* _PROBLEM TO WORK ON_:
Comb through the entries for "value" and pull out each line that holds it.

* _LISTED RECORDS_:
++++++++
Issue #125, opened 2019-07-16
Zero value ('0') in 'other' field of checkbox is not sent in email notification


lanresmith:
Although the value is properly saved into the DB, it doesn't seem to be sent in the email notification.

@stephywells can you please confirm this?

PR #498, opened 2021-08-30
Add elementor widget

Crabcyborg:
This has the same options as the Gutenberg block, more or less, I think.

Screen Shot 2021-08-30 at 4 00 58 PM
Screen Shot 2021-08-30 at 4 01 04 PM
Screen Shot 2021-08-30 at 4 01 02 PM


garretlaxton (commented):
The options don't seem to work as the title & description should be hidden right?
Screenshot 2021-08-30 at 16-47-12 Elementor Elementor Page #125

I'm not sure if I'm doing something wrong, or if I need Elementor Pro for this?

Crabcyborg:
++++++++
* _EXERCISE SOLUTION_:
Zero value ('0') in 'other' field of checkbox is not sent in email notification
Although the value is properly saved into the DB, it doesn't seem to be sent in the email notification.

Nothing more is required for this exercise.